→ **WORK ITEM**
Search the entries for the word "empty". Copy every line where it turns up.
━━ PROVIDED ENTRIES ━━
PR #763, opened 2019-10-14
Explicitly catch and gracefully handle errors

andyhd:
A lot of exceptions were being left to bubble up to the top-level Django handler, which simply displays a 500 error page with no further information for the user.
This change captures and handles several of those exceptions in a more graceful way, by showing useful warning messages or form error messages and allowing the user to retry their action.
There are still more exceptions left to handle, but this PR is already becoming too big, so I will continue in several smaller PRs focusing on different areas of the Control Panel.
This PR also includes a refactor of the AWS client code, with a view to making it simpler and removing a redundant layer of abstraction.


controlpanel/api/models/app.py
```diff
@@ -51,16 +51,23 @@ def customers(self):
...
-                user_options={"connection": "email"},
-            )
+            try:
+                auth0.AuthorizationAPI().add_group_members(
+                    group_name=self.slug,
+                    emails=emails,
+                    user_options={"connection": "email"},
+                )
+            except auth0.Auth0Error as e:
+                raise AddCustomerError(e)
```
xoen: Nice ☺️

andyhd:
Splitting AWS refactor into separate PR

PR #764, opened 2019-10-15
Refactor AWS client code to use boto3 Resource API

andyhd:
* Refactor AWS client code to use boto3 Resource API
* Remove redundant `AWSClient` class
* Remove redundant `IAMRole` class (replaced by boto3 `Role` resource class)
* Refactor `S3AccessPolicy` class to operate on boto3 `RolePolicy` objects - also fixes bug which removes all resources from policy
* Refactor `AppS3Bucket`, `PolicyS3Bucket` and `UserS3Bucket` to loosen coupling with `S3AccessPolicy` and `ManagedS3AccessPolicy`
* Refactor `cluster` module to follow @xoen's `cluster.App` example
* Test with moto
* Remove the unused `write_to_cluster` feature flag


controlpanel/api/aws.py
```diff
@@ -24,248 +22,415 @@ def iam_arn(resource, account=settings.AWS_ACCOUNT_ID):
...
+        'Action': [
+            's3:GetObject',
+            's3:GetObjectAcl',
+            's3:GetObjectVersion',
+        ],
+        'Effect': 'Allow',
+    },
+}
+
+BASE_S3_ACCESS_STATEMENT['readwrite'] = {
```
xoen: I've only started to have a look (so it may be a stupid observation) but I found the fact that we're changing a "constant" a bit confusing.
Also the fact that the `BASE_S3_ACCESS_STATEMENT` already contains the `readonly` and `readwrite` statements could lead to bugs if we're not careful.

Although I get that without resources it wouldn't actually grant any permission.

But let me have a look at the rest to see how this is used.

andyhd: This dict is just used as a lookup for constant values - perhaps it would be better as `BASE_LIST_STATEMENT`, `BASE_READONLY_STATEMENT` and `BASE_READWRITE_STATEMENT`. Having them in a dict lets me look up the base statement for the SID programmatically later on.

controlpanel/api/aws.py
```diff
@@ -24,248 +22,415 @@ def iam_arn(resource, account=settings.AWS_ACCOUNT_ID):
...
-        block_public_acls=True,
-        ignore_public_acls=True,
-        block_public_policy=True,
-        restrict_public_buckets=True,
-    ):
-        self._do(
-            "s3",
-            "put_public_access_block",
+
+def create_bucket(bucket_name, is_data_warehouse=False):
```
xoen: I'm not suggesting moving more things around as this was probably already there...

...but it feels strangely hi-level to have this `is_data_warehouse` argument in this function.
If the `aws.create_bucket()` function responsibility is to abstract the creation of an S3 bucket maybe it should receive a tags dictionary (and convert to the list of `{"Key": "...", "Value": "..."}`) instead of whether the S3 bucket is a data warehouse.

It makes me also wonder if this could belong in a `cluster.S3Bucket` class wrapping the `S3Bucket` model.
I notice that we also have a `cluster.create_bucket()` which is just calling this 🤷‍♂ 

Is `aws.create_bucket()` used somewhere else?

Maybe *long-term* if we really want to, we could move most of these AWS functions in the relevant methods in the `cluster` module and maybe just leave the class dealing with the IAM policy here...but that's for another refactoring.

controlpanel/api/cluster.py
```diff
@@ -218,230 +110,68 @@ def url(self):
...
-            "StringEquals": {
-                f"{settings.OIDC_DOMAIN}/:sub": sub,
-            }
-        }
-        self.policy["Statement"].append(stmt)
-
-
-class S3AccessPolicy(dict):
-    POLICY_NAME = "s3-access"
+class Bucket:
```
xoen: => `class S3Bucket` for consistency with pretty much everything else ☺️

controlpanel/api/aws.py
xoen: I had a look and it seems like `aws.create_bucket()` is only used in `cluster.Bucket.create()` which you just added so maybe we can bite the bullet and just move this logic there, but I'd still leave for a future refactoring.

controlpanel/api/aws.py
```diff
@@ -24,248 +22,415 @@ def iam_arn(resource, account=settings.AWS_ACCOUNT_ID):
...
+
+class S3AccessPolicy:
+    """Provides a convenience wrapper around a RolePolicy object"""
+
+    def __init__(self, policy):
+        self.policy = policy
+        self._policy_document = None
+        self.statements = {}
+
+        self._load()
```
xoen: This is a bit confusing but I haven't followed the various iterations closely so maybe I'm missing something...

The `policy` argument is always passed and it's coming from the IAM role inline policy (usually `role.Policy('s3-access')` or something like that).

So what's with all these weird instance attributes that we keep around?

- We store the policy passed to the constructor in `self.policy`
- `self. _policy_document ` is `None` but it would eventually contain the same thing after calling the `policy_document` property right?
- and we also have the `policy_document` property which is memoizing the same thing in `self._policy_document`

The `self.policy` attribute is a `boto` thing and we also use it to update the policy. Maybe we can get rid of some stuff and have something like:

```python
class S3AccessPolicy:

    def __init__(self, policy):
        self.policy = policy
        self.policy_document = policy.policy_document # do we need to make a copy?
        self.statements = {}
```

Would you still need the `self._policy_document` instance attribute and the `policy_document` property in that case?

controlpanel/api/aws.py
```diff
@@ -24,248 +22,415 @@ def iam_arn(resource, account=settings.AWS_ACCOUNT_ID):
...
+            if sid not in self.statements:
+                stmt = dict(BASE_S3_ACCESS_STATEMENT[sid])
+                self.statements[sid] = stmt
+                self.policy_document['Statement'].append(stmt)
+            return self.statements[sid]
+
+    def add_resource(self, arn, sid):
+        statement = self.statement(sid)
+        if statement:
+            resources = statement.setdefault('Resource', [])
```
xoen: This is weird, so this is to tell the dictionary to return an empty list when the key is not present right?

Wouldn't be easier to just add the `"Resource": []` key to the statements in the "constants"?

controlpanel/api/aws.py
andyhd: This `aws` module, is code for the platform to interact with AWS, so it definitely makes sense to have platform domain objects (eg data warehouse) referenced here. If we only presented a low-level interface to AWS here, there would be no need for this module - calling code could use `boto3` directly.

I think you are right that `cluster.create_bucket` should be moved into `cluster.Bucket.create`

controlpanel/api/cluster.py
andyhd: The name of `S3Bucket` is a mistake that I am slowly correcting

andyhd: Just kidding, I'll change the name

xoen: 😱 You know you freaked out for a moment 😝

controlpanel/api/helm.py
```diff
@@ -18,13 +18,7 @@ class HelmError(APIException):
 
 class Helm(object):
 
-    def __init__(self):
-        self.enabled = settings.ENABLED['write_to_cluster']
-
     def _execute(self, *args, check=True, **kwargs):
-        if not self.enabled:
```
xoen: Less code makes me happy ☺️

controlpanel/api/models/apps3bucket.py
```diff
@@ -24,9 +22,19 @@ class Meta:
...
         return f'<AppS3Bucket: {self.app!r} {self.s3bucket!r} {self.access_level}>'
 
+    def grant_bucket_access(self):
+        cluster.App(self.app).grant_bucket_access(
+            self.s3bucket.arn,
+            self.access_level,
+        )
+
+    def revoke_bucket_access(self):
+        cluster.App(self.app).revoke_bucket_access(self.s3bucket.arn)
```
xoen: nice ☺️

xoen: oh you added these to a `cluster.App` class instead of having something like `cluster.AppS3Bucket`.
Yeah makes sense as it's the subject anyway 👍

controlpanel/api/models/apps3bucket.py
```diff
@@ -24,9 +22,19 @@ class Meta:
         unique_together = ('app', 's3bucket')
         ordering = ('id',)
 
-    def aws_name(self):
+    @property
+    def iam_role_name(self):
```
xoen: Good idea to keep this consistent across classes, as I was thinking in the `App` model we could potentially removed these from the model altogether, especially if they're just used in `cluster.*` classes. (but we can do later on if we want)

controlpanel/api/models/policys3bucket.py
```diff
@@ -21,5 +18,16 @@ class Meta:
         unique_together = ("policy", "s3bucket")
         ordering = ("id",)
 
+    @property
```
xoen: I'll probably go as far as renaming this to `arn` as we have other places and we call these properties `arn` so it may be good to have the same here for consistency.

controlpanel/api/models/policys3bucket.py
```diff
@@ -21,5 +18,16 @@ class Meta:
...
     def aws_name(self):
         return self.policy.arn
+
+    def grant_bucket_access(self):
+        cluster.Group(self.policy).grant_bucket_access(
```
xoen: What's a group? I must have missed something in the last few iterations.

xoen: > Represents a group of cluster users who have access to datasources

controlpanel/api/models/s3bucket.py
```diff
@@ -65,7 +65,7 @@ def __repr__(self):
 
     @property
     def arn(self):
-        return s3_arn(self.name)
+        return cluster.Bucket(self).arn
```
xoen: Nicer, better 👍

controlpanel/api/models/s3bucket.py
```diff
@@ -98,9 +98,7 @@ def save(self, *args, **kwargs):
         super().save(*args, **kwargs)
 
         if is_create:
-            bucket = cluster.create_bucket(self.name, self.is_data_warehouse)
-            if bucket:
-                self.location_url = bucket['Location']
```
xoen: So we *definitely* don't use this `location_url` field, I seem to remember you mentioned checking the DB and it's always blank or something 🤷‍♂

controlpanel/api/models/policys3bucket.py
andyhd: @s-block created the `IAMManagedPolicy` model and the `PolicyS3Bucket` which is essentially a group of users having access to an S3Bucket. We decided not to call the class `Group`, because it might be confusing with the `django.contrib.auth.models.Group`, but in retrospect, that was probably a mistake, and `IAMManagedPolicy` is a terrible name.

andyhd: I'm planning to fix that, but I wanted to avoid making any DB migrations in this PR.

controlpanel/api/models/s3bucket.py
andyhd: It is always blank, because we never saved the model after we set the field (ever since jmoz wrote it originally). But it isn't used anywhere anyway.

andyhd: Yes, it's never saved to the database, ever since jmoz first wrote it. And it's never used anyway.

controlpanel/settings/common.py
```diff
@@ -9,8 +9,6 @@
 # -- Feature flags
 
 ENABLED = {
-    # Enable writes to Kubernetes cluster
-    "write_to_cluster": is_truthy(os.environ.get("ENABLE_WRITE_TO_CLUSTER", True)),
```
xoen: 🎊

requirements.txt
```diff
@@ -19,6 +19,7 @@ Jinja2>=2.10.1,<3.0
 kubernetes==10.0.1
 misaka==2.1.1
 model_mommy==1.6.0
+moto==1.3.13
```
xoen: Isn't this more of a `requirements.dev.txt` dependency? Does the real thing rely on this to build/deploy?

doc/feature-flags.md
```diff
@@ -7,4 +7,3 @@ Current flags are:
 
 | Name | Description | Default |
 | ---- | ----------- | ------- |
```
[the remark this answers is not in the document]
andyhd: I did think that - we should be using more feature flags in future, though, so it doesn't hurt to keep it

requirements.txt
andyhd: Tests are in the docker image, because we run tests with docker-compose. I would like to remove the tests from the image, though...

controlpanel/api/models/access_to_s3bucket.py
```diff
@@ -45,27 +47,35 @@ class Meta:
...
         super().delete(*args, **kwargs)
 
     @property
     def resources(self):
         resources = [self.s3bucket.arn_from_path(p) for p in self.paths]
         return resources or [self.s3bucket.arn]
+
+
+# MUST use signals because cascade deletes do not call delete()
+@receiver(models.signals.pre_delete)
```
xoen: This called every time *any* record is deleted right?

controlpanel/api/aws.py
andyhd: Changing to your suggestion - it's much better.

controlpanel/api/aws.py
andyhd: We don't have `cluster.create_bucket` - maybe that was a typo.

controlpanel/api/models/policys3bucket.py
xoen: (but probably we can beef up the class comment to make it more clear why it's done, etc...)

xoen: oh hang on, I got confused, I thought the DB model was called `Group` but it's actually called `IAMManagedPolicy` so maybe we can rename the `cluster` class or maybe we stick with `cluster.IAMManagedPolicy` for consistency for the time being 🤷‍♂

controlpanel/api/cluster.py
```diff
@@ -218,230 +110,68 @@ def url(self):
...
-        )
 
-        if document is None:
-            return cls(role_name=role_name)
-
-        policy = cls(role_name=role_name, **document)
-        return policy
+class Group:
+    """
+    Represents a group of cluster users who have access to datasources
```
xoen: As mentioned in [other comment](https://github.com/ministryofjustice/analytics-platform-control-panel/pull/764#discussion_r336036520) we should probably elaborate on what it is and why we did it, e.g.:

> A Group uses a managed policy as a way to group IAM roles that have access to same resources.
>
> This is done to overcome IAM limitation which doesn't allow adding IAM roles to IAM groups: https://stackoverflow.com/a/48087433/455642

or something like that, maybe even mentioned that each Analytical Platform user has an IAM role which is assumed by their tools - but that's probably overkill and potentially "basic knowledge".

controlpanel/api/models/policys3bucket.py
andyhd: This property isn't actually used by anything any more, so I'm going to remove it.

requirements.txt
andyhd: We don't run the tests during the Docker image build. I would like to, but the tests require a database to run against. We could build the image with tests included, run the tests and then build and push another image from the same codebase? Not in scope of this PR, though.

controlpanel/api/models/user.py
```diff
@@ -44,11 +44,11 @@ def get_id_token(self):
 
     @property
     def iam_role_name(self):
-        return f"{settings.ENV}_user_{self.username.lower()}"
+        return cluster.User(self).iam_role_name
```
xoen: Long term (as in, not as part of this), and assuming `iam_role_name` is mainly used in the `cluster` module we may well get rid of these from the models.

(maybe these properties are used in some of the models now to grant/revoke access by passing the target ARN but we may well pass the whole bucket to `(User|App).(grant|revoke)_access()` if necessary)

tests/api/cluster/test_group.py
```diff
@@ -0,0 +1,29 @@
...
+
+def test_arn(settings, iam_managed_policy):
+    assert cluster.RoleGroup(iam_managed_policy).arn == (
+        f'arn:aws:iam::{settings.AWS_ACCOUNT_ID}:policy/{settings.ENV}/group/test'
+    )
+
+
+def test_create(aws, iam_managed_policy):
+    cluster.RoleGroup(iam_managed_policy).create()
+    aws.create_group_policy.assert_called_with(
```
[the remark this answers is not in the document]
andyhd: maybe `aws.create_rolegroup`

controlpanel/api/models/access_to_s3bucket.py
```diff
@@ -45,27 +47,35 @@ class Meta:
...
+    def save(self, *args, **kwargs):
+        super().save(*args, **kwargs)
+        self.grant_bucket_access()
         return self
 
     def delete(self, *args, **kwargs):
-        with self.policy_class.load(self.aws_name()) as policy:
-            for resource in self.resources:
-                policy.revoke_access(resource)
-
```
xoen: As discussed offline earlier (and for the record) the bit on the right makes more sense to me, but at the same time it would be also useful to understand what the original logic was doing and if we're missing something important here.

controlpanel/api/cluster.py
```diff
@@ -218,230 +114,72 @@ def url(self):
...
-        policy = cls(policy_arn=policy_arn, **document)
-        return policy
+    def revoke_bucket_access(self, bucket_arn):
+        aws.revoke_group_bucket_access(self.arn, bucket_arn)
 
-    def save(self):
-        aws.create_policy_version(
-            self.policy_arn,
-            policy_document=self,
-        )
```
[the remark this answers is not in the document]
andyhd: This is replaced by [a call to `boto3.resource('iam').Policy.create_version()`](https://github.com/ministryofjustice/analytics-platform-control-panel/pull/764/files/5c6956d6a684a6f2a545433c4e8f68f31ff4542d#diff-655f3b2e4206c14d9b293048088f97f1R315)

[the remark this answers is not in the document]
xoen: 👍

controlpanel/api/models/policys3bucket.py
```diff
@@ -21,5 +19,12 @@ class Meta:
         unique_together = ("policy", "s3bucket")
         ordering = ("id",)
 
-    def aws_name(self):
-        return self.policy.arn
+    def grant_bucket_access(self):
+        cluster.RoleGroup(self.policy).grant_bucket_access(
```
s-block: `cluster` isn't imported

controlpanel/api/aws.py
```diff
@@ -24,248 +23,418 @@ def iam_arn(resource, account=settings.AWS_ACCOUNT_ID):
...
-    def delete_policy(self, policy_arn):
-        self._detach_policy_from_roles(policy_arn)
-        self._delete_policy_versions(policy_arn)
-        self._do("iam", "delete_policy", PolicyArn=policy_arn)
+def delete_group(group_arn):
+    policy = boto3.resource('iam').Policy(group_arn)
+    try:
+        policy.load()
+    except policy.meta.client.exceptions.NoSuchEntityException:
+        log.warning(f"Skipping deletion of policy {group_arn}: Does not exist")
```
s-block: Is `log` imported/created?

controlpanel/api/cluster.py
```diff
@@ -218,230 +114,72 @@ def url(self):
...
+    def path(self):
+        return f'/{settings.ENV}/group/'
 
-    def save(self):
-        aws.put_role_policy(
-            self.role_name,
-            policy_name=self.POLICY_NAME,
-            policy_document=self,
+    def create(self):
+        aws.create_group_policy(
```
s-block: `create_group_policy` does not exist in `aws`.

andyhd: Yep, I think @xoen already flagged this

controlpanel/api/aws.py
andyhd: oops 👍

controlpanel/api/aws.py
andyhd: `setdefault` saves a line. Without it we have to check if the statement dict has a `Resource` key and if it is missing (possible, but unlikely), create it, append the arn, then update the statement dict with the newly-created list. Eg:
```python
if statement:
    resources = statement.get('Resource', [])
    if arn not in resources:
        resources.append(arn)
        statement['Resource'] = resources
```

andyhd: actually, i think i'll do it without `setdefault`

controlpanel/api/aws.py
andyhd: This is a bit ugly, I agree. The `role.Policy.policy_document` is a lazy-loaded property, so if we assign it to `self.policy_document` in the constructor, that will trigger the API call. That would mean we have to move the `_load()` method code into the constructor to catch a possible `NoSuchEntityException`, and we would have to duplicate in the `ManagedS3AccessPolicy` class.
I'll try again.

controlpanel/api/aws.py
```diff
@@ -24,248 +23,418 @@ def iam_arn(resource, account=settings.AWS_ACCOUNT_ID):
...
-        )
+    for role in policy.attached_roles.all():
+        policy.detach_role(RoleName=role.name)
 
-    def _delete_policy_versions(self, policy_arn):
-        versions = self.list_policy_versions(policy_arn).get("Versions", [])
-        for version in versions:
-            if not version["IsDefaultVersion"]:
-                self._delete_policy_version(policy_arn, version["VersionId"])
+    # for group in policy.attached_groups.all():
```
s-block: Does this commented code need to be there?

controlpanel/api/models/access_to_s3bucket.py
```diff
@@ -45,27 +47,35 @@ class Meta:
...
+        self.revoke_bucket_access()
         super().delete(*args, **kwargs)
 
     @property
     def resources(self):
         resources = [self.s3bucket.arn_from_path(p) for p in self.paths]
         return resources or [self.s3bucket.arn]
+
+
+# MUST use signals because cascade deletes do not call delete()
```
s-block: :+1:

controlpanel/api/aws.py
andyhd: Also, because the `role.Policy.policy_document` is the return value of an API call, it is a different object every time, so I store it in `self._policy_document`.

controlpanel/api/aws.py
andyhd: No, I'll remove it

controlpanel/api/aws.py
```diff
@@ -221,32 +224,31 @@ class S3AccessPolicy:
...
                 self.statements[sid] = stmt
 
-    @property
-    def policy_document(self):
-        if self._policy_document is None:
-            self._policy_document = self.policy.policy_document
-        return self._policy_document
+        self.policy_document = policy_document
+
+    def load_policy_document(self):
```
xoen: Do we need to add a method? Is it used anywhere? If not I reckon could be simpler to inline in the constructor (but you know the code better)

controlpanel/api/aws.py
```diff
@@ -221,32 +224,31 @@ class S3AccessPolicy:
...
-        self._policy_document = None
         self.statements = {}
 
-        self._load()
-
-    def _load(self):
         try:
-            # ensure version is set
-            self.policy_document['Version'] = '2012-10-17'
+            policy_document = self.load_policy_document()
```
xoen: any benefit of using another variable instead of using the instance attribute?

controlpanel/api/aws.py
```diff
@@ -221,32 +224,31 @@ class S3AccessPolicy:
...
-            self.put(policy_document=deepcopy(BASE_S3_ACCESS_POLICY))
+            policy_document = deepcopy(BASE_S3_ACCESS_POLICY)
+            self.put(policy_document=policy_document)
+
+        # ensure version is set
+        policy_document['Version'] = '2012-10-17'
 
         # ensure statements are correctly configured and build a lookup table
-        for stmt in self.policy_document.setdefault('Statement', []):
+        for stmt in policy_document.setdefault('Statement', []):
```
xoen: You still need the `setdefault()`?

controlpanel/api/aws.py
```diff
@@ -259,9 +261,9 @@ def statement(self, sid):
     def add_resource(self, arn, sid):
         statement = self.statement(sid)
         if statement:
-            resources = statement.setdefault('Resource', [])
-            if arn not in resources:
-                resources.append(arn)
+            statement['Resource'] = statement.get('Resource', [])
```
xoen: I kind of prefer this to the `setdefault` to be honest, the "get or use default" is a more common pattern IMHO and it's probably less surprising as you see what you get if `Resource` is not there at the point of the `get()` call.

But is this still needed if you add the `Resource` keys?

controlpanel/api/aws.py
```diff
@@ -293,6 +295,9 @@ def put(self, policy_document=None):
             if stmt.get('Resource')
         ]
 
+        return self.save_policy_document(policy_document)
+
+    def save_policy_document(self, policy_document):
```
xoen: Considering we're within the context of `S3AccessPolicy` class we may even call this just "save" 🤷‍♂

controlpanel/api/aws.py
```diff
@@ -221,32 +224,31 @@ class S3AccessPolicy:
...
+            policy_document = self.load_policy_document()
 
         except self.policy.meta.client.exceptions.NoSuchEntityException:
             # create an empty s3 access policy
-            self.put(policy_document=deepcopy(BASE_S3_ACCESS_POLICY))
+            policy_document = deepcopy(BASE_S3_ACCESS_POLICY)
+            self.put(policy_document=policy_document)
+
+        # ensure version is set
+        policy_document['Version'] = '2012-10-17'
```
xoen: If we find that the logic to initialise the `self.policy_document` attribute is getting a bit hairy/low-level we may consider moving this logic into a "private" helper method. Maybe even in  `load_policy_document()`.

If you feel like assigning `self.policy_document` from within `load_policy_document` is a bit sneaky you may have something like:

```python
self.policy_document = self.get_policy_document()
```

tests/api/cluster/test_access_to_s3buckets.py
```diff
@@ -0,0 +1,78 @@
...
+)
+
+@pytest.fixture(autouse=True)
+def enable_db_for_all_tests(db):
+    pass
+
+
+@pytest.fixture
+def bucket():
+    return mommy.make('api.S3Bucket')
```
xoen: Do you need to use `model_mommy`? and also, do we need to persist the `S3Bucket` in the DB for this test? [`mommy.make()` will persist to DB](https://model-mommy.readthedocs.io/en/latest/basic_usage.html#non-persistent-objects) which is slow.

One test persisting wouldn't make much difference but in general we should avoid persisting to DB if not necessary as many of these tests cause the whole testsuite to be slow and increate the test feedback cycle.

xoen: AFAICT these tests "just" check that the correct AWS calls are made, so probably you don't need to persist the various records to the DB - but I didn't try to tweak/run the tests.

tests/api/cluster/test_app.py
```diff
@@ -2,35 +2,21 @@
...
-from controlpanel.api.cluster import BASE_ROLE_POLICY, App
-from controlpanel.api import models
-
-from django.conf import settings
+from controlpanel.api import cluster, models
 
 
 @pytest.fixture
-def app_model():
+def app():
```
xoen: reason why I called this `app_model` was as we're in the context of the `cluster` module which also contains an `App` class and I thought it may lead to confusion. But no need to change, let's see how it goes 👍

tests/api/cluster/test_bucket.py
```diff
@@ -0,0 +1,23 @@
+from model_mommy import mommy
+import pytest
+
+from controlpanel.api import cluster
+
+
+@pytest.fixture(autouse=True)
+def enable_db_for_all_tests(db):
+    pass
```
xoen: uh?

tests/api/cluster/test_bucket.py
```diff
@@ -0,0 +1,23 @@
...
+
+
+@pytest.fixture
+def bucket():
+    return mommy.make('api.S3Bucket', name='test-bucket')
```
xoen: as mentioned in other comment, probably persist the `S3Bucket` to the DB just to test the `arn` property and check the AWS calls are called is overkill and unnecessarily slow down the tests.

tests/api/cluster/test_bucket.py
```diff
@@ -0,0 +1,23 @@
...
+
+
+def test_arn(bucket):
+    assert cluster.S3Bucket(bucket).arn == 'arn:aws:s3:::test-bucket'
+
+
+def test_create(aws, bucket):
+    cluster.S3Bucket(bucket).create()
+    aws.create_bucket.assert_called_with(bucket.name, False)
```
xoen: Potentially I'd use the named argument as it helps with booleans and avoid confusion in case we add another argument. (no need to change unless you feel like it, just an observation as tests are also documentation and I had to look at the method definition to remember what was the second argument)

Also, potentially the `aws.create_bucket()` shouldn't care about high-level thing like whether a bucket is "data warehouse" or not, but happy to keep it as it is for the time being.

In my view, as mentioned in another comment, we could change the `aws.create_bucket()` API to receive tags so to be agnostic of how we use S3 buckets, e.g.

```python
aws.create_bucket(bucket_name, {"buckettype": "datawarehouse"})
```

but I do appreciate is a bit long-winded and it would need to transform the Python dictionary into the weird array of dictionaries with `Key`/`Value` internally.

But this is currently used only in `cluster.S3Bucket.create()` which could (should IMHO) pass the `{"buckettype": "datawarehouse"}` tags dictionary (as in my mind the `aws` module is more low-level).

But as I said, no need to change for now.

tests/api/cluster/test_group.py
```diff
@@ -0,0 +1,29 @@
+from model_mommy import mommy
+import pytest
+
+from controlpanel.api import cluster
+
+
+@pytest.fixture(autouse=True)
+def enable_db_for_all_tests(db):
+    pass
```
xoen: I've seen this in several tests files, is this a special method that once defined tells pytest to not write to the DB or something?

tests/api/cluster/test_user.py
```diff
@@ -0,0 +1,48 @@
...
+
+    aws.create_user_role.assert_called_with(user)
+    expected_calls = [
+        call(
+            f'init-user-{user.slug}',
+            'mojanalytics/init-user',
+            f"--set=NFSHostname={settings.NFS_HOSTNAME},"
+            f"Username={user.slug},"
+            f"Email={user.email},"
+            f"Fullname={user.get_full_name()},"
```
━━━
→ **TASK OUTPUT**
xoen: This is weird, so this is to tell the dictionary to return an empty list when the key is not present right?
             # create an empty s3 access policy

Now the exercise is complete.